● Assignment: Present each line of the entries below that holds the word "director".
═══ Listed entries
PR #608, opened 2019-03-15
Send instance type EventLog

muralisc:
- The event logs for both docker and director are now sent under 'director' nesting.
this changes conditionally sends docker/director based on the nature of plan SKU


muralisc:
Pipeline # 732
══════
● Answer to this exercise:
- The event logs for both docker and director are now sent under 'director' nesting.
this changes conditionally sends docker/director based on the nature of plan SKU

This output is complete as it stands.